半個時辰後,虞微裹著一張薄毯,靠在母親莊喜月的懷中,瑟瑟發抖。
虞震坐在前方太師椅上,一臉嚴肅。
而在虞震麵前,跪著一地的護衛。
為首的一位護衛,低著頭,戰戰兢兢的開口:“回,回稟侯爺,並未發現凶手蹤跡……”
“廢物!”
虞震隨手抓了茶盞,直接對著那名護衛的腦袋砸了過去。
護衛一動不動,硬生生的捱了下來,額頭上頓時有血跡流出。
“父,父親……”
就在這個時候,坐在床榻上的虞微緩緩開口:“那凶手是有備而來,出現在女兒的房間並未驚動任何人,若不是素梅,女兒恐怕已經……”
說著說著,虞微眼眶泛紅,眼淚大顆大顆的落下。
莊喜月心疼的看著自己的女兒,伸手替虞微抹淚:“可憐的孩子,都這樣了,怎麼還幫著這群下人說話。”

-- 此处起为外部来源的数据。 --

PR #322, opened 2026-07-20
fix(env): prefer default neondb when a branch has multiple databases

thisistonydang:
## Summary

`fetchEnv` previously threw `AmbiguousBranchAuth` as soon as a branch had more than one database — so `neonctl link` / `neonctl env pull` **failed** on a branch that had `neondb` alongside another database (e.g. `my-database` + `neondb`).

Database auto-pick is now:

- Prefer Neon's default **`neondb`** if present (covers the common "added a second database next to neondb" case).
- Else the **sole** database.
- Else (several databases, none named `neondb`) **fail loudly** — auto-picking one would be perceived as random and is bad DX.

The failure message no longer implies a `databaseName` CLI flag (there is none on `link` / `env pull` / `neon-env`); it suggests renaming a database to `neondb` or keeping a single database, and mentions `databaseName` only for callers using `fetchEnv` directly.

`fetchEnv` stays a pure, reusable library — no CLI/logging concerns are threaded into it.

## Changes

- `packages/env/src/lib/env.ts` — `pickDatabaseName` prefers `neondb`, else the sole DB, else throws with actionable guidance; updated `databaseName` JSDoc.
- `packages/env/src/lib/env.test.ts` — auto-pick tests (prefers `neondb`, sole DB, throws when several + no `neondb`, explicit `databaseName` wins).
- `packages/env/README.md` — document role/database selection.
- `.changeset/` — `@neon/env` minor + `neonctl` patch.

## Review notes

Addresses review feedback on the first revision:
- Removed the `onNotice` callback (kept `fetchEnv` free of CLI concerns).
- Removed the "just pick one" fallback when there's no `neondb` — fail loudly instead.

## Test plan

- [x] `@neon/env` unit tests (103 passing).
- [x] `neonctl` env-path tests (`dev/env.test.ts`, `commands/env.test.ts` — 21 passing).
- [x] Verified end-to-end: built CLI + `neonctl link` on a real branch with `my-database` + `neondb` pulls env for `neondb`.
- [ ] CI: full `pnpm lint:ci` / `pnpm test:ci` (couldn't run repo-wide locally — corepack offline).

### DIFF
--- a/packages/env/src/lib/cli/commands.ts
+++ b/packages/env/src/lib/cli/commands.ts
@@ -198,8 +198,6 @@ async function loadConfigAndFetchEnv(
 		env: { ...process.env, ...fileEnv },
 		...(ctx.api ? { api: ctx.api } : {}),
 		...(options.apiKey ? { apiKey: options.apiKey } : {}),
-		// Info notices (e.g. auto-picked database) go to stderr so `export`'s stdout stays clean.
-		onNotice: (message) => process.stderr.write(`${message}\n`),
 	});
 }
 
--- a/packages/env/src/lib/cli/commands.ts
+++ b/packages/env/src/lib/cli/commands.ts
@@ -198,6 +198,8 @@ async function loadConfigAndFetchEnv(
 		env: { ...process.env, ...fileEnv },
 		...(ctx.api ? { api: ctx.api } : {}),
 		...(options.apiKey ? { apiKey: options.apiKey } : {}),
+		// Info notices (e.g. auto-picked database) go to stderr so `export`'s stdout stays clean.
+		onNotice: (message) => process.stderr.write(`${message}\n`),
 	});
 }
 
--- a/packages/env/src/lib/env.ts
+++ b/packages/env/src/lib/env.ts
@@ -32,6 +32,13 @@ import { z } from "zod";
 const NEON_DEFAULT_OWNER_ROLE = "neondb_owner";
 
 /**
+ * Neon's default database, created with every project. When a branch has several databases
+ * and none was requested, this is preferred for the `DATABASE_URL` so the common case (a
+ * user added a second database next to `neondb`) auto-picks without asking.
+ */
+const NEON_DEFAULT_DATABASE = "neondb";
+
+/**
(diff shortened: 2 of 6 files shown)


packages/env/src/lib/cli/commands.ts
```diff
@@ -198,6 +198,8 @@ async function loadConfigAndFetchEnv(
 		env: { ...process.env, ...fileEnv },
 		...(ctx.api ? { api: ctx.api } : {}),
 		...(options.apiKey ? { apiKey: options.apiKey } : {}),
+		// Info notices (e.g. auto-picked database) go to stderr so `export`'s stdout stays clean.
+		onNotice: (message) => process.stderr.write(`${message}\n`),
```
andrelandgraf: Remove this - `fetchEnv` is not only used in the CLI but exposed so you can use it in your own dev scripts and potentially even runtime code. `onNotice` introduces CLI concerns into the reusable `fetchEnv` func.

packages/env/src/lib/env.ts
```diff
@@ -908,25 +925,36 @@ function pickDatabaseName(
...
+			onNotice?.(
+				`Branch ${branch.name} has ${databases.length} databases (${names.join(", ")}); using the default '${NEON_DEFAULT_DATABASE}'.`,
+			);
+		}
+		return neondb.name;
+	}
+
+	if (databases.length === 1) return databases[0].name;
+
+	// No `neondb` and several databases: pick deterministically rather than fail. Prefer one
```
andrelandgraf: If there is no `neondb` and there are several databases; fail loudly. 

This is ambiguous to the user - will be perceived as random. If we give them a "random" db that's not good DX. Better to fail loudly and let them know we expected `neondb` or just one db.

andrelandgraf (commented):
Needs work:

- remove `onNotice`
- remove "just pick first!" logic if `neondb` isn't present

thisistonydang:
@andrelandgraf PR has been updated per your comments: `neondb` is always auto-picked if present, else a sole database, else throw if there are multiple dbs. The thrown error has also been updated to no longer imply a `databaseName` CLI flag that doesn't exist :)

andrelandgraf (approved):

PR #331, opened 2026-07-25
feat(cli): make neon the CLI package and neonctl a compatibility shim

andrelandgraf:
## Problem

The Neon CLI is published twice. The release workflow packs `packages/cli` as `neonctl`, then re-packs the byte-identical build under the alias name `neon`. Two independent tarballs, one codebase, no relationship between them on npm.

That has one consequence we care about: installing `neonctl` never resolves `neon`. Every install of the old name is a download the new name doesn't see, so the package we're asking people to converge on undercounts by exactly the traffic its own command is serving. It also means two sets of dependency metadata and two provenance trails for one binary.

## Approach

`packages/cli` is now published as **`neon`** and is the only package that carries CLI source, dependencies, and standalone binaries. **`packages/neonctl`** is a new package containing a `package.json`, a `README.md`, and this executable:

```js
#!/usr/bin/env node

await import("neon/cli");
```

Its only dependency is `neon` (`workspace:*`, rewritten to the exact released version by `pnpm pack`). `neon` gained an `exports` map so `neon/cli` is a supported public entry point rather than a deep path into `dist/`. A Changesets `fixed` group ties the two packages together so they can never be released at different versions.

The shim declares **both** command names against that one file:

```json
"bin": {
  "neonctl": "bin/cli.js",
  "neon": "bin/cli.js"
}
```

`process.argv[1]` is the link the user invoked rather than the file it resolves to, so each command brands its own help without the shim passing anything along. Keeping both names is what makes this a drop-in replacement for the package it supersedes — and it is what keeps Homebrew working, see below.

Three properties fall out of this:

1. **Installing `neonctl` downloads `neon`.** npm counts tarball responses, so any uncached `npm i neonctl`, `npx neonctl`, or `brew install neonctl` now registers a download against `neon` too. (Nothing can count *executions* of an already-installed CLI — that isn't something npm measures.)
2. **One codebase.** The shim has no copied CLI code and no build step. It cannot drift.
3. **`neonctl` behaves exactly as before.** An in-process `import` — not a spawned child — preserves argv, stdio, signals, cwd, and exit codes, and both commands stay available.

## What each distribution channel does after this

| Channel | Result |
| --- | --- |
| `npm i -g neon` | The recommended install. Provides `neon`. |
| `npm i -g neonctl` | Provides `neonctl` and `neon`, as today, and additionally downloads `neon`. |
| `brew install neonctl` | **Unchanged formula.** Provides both commands. |
| GitHub releases | `Neon CLI <version>`, tagged `neon@<version>`, with `neon-<platform>` assets. |

### Homebrew deserves a callout

`brew install neonctl` is [a homebrew-core formula](https://github.com/Homebrew/homebrew-core/blob/main/Formula/n/neonctl.rb) that builds from the npm `neonctl` tarball, links whatever executables it declares, generates completions for `neonctl` *and* `neon`, and prunes the bundled esbuild out of `lib/node_modules/neonctl/node_modules`. Homebrew's bot bumps it within a day of each publish.

A shim with only `neonctl` would have failed that formula's completion step and dropped the `neon` command for brew users, forcing a homebrew-core PR timed between the two npm publishes. Declaring both `bin` entries avoids all of it — no formula change, no coordinated release step.

Worth stating plainly, because it inverts how the package should be thought of: homebrew-core's `neon` is already the [neon HTTP/WebDAV library](https://formulae.brew.sh/formula/neon), so `neonctl` is the name Homebrew has for the Neon CLI no matter what npm calls it. The npm `neonctl` package is load-bearing, not vestigial — hence a supported compatibility package rather than a deprecated alias. `AGENTS.md` and the release skill now warn against narrowing its `bin` map.

## Verification

Beyond CI, I exercised the real artifacts rather than reasoning about them.

**Packed tarballs, installed like a user would:** `neonctl-<version>.tgz` is 4 files declaring `{ neon: '<same version>' }` (the workspace protocol resolves at pack time). `neonctl --version` and `neon --version` agree, `neonctl --help` prints `neonctl <command> [options]`, `neon --help` prints `neon <command> [options]`, and npm dedupes to a single `neon` with no nested copy.

**Homebrew's install steps, replayed against the packed shim:**

```
$ npm install --global --prefix ./prefix ./neonctl-<version>.tgz   # system "npm", "install", *std_npm_args
$ ls prefix/bin                                                    # bin.install_symlink libexec.glob("bin/*")
neon
neonctl
$ prefix/bin/neonctl completion bash | head -1                     # generate_completions_from_executable
#compdef neonctl
$ prefix/bin/neon completion bash | head -1
#compdef neon
$ ls prefix/lib/node_modules/neonctl/node_modules | grep esbuild   # the formula's prune path
@esbuild
esbuild
```

The `neon` dependency's transitive dependencies hoist to exactly the level the formula prunes, so the bundled esbuild is still removed in favor of the `esbuild` formula.

**Standalone binaries:** `pnpm --filter neon bundle` produces `neon-linux-arm64`, `neon-linux-x64`, `neon-macos-x64`, `neon-win-x64.exe`, matching the `bundle/neon-*` glob in the companion workflow PR. `pkg.js` needed one fix, included here: it deletes the new `exports` map for the standalone build, since the bundle has no `dist/` for those subpaths to resolve against.

**Versioning:** `pnpm exec changeset version` bumps both packages together, confirming the fixed group.

The shim's tests (`packages/neonctl/test/shim.test.ts`) run both commands through links named the way npm and Homebrew create them, and assert version and branding for each. They use Vitest like the rest of the repo, because root CI appends `--coverage` to every package's `test:ci`; pnpm's topological ordering builds `neon` before they run.

## Release impact

Requires the companion workflow change: [databricks/secure-public-registry-releases-eng#187](https://github.com/databricks/secure-public-registry-releases-eng/pull/187), which stops repacking the CLI under a second name and moves the binaries plus the GitHub release to the `neon` dispatch. **Merge that PR first** — until it lands, a release from this branch would publish the shim under the `neon` name.

Publish order is `@neon/config` → `@neon/config-runtime` / `@neon/env` → `neon` → `neonctl`, one dispatch each. The `neon`-before-`neonctl` half matters on every release: the shim's dependency is an exact pin, so flipping the order leaves a window where `npm i neonctl` can't resolve and a Homebrew bump landing in that window can't build. Documented in `AGENTS.md`, the release skill, and `docs/neonctl-compatibility-shim.md`.

Nothing else needs a release-time step. `neon-init` is unaffected: it probes a globally installed `neonctl --version` against `npm view neonctl version`, which stays consistent because the fixed group keeps both packages on one version.

## Reviewing this

`docs/neonctl-compatibility-shim.md` is the argument in full, including the five alternatives rejected: publishing the same tarball twice (the status quo), spawning the `neon` executable, pointing `bin` at a path inside `node_modules`, installing `neon` at runtime, and npm dependency aliases.

The only behavior change for existing users: the `neon` package alone provides just the `neon` command. Someone who ran `npm i -g neon` and types `neonctl` needs the `neonctl` package (which is also what Homebrew installs) or the `neon` command. `neonctl` itself is unaffected and is not deprecated.


andrelandgraf:
## Verified the other two release channels

### GitHub releases — works, no further change

Ran the cross-compile locally (`pnpm --filter neon bundle`). Because `pkg` names artifacts after the package, they now come out as:

```
neon-linux-arm64  neon-linux-x64  neon-macos-x64  neon-win-x64.exe
```

That matches the `bundle/neon-*` glob and `cp` in the companion workflow PR, and the `.exe` is covered by the same glob. The release is tagged `neon@<version>` on this repo. `pkg.js` needed one fix, already in this PR: it deletes the new `exports` map for the standalone build, since the bundle has no `dist/` for those subpaths to point at.

Binary download links in `packages/cli/README.md` now point here rather than the archived `neondatabase/neonctl` releases.

### Homebrew — needs a one-time formula PR

This one does **not** work unchanged. [`homebrew-core`'s `neonctl` formula](https://github.com/Homebrew/homebrew-core/blob/main/Formula/n/neonctl.rb) builds from the npm `neonctl` tarball and does `bin.install_symlink libexec.glob("bin/*")`, so brew users get both `neonctl` and `neon` today only because the fat package declared both executables.

I simulated the formula's install step against the packed compatibility tarball:

```
$ npm install --global --prefix ./prefix ./neonctl-2.36.0.tgz
$ ls prefix/bin
neonctl
$ ls prefix/lib/node_modules/neonctl/node_modules/.bin
... neon ...
```

The `neon` executable lands in `node_modules/.bin`, which Homebrew never exposes, so `bin/neon` doesn't exist and the formula's `generate_completions_from_executable(bin/"neon", …)` fails the build. Separately, its cleanup paths (`libexec/"lib/node_modules/neonctl/node_modules"`) would glob a directory that no longer describes the tree and silently stop pruning the bundled esbuild the formula declares a dependency on.

The fix is to build the formula from `neon` and symlink the legacy name. I verified that install path too — `neonctl --version` → `2.36.0`, `neonctl --help` → `neonctl <command> [options]`, `neon --help` → `neon <command> [options]`, and `neonctl completion bash` still emits `neonctl`-named completions. The formula keeps the name `neonctl`, because homebrew-core's `neon` is already the neon HTTP/WebDAV C library.

The exact diff and the timing constraint are now in `docs/neonctl-compatibility-shim.md`, with pointers from `AGENTS.md` and the release skill. Timing matters: the PR needs a published `neon@<version>` for its `url`/`sha256`, and Homebrew's bot has been bumping this formula within a day of each npm publish (2.35.1, 2.35.2, 2.36.0 on consecutive days), so it should land between the `neon` and `neonctl` dispatches. If the bot gets there first it opens a bump PR against the compatibility tarball that can't build — noisy, but not user-visible, since brew users stay on the last good version until it's fixed.

Also fixed here: the shim was authored at `2.37.0` with a pre-generated changelog. It now starts level with `packages/cli` at `2.36.0` and lets the fixed group bump both at release.

andrelandgraf:
## Correction: Homebrew needs no changes after all

My previous comment concluded that this required a timed homebrew-core PR. That was self-inflicted, and it's now fixed in the branch.

The formula breaks only because the shim declared a single `bin`, while the package it replaces declared two — and the shim's `bin` map is ours to choose. It now declares both names against one file:

```json
"bin": {
  "neonctl": "bin/cli.js",
  "neon": "bin/cli.js"
}
```

`process.argv[1]` is the link the user invoked rather than the file it resolves to, so each command still brands its own help without the shim passing anything along.

I replayed the formula's install steps against the packed shim tarball to confirm:

```
$ npm install --global --prefix ./prefix ./neonctl-2.36.1.tgz   # system "npm", "install", *std_npm_args
$ ls prefix/bin                                                 # bin.install_symlink libexec.glob("bin/*")
neon
neonctl
$ prefix/bin/neonctl --help | head -1
neonctl <command> [options]
$ prefix/bin/neon --help | head -1
neon <command> [options]
$ prefix/bin/neonctl completion bash | head -1                   # generate_completions_from_executable
#compdef neonctl
$ prefix/bin/neon completion bash | head -1
#compdef neon
$ ls prefix/lib/node_modules/neonctl/node_modules | grep esbuild # the formula's prune path
@esbuild
esbuild
```

Every step the formula performs still holds, including the `lib/node_modules/neonctl/node_modules` prune path — the `neon` dependency's transitive dependencies hoist to exactly that level, so the bundled esbuild is still removed in favor of the `esbuild` formula. So: no homebrew-core PR, no release-time coordination, and no lost `neon` command for brew users.

This also removes the only user-visible regression the change had. `npm i -g neonctl` now behaves exactly as it does today, providing both commands, and additionally pulls `neon`.

Worth stating plainly, since it inverts how the package should be thought of: **homebrew-core's `neon` is already the [neon HTTP/WebDAV library](https://formulae.brew.sh/formula/neon)**, so `neonctl` is the name Homebrew has for the Neon CLI no matter what npm calls it. The npm `neonctl` package is load-bearing infrastructure, not a vestigial alias — a good reason it is a supported compatibility package rather than a deprecated one. `AGENTS.md` and the release skill now warn against narrowing its `bin` map.

`neon-init` is unaffected for the same reason: it probes a globally installed `neonctl --version` and compares it to `npm view neonctl version`, which stays correct because the fixed group keeps the two packages on one version.

The companion workflow PR also now titles the release **`Neon CLI <version>`** while keeping the `neon@<version>` tag, so the releases page reads as the CLI rather than a package coordinate. Assets remain `neon-<platform>`.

“母親,真的不怪他們,或許……或許……女兒當真是災星吧。”
虞微低著頭,默默落淚。
而此刻護衛聽著虞微的話,卻是滿心的感激。
二小姐真是太善良了,經曆了那麼恐怖的事情,還不忘替他們這些下人說話。
“父親,女兒有些話想和您說,您讓他們都退下吧。”
虞微哽嚥了一會,在虞震開口之前,對著虞震輕聲說道。
虞震對上虞微眼神,心底有一個懷疑,隻是並未確定。
他猶豫了片刻,目光重新看向了那群護衛,眼神銳利:“小姐心善,饒你們一命,但你們看護不利,本是死罪可免,活罪難逃!”
“各自去領五十軍棍!”
虞震朝著這群護衛揮了揮手。
“是!”
護衛們不敢有任何怨言,應了一聲後,就立刻退下,甚至生怕自己走慢了,侯爺改變主意。